Das Recht der Generationen auf Freiheit
Als außerordentliches Ergebnis der liberalen Grundidee steht das Recht der Generationen auf Freiheit, das in der Folge des Klimaschutzgesetzes 20/21 im Grundgesetz festgehalten wurde. Durch Entscheidungen, die Regierungen heute treffen, dürfen zukünftige Generationen nicht verletzt oder in ihrer Freiheit eingeschränkt werden. Das ist eine sehr bedeutende, gesetzliche Errungenschaft. Elterngenerationen und Regierungen dürfen auch nicht tun, was sie wollen. Sie müssen die Umwelt so schützen, dass auch nachkommende Generationen ein gut leben können. Die Regierungen sollten nicht über Klimaziele reden, wenn sie nicht auch nachweisen können, wie sie dies realistisch umzusetzen gedenken.

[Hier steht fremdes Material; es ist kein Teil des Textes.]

PR #1824, opened 2026-07-03
fix: GeoIP lookup treated all public IPv6 addresses as Private

### LINKED ISSUE #1819: [bug] GeoIP lookup treats all public IPv6 addresses as Private (2000::/3 is in the private IP range list)
**Describe the bug**

`GeoIPSearch::check_in_private_ip_range()` includes `2000::/3` — the IPv6 global unicast block, i.e. essentially the entire publicly routable IPv6 address space — in its list of "private" ranges. Because `convert_ip_to_geo()` returns `Private🦅-🦅-` for any address that matches this list before performing a MaxMind lookup, every public IPv6 address is reported as `Private` and GeoIP enrichment effectively never works for IPv6 (only IPv4-mapped `::ffff:` addresses escape, since they are converted to IPv4 first). The unit test `test_check_in_private_range_v6` currently asserts this behavior for a global unicast address. As a minor side note, `FD00::/8` in the same list is redundant because it is a subset of `FC00::/7`.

Zum Schluss ein wenig Historie …
Die Geschichte des Liberalismus ist eine Ideengeschichte politischer Theoriebildung ab dem frühen 17. Jahrhundert. Hauptvertreter sind John Locke, Adam Smith, John Stuart Mill. Der Liberalismus verfolgte lange Zeit nur Fragen der politischen und rechtlichen Gerechtigkeit (gleiche Rechte für alle, eine Verfassung haben, Gewaltenteilung, Rechtsstaatsprinzipien). Dabei bezog sich bis ins 19. Jahrhundert diese Freiheit scheinbar nur auf europäische, weiße, erwachsene Männer. Ausbeutung, Entrechtlichung von Frauen und armen Menschen wurden hingenommen. Seit Mitte des 20. Jahrhunderts rückten soziale Fragen zunehmend in das philosophische Bewusstsein. Wieviel Ungleichheit verträgt eine freiheitliche, liberale Gesellschaft? Wieviel ist legitim und gerechtfertigt? In der Theorie der Gerechtigkeit sollten Leistungsprinzipien verknüpft werden mit Sozialstaatsprinzipien und den Schwächsten der Gesellschaft ein Existenzminimum ermöglichen. Maßgebend für diese Sichtweise der politischen Philosophie des 20. Jahrhunderts war John Rawls.
Ach ja, was ist nun Neoliberalismus, der „neue Liberalismus“?
Dabei geht es um wirtschaftsliberale Ideen, um eine freiheitliche, marktwirtschaftliche Wirtschaftsordnung und Wettbewerb. Der Neoliberalismus hat nicht mehr viel mit dem klassischen Liberalismus zu tun und u.a. für große Ungerechtigkeiten gesorgt. Auch heute noch erklären Neoliberalisten die soziale Frage für irrelevant. Viele Probleme werden auf ein persönliches Scheitern zurückgeführt. Bildung, Güter und Gesundheit werden eher als private Angelegenheiten erklärt.
Der größte Erfolg des Liberalismus?
Der freiheitlich-demokratische und sozialer Rechtsstaat. Das Liberale als Geisteshaltung, als Tugend ist eine schon fast verloren gegangene Begriffsdefinition. Doch der Erfolg des Liberalismus ist nichts weniger als unsere freiheitliche Demokratie, die Grundlage für das Zusammenleben in der BRD ist. Ich verweise auf den Artikel 2 des Grundgesetzes.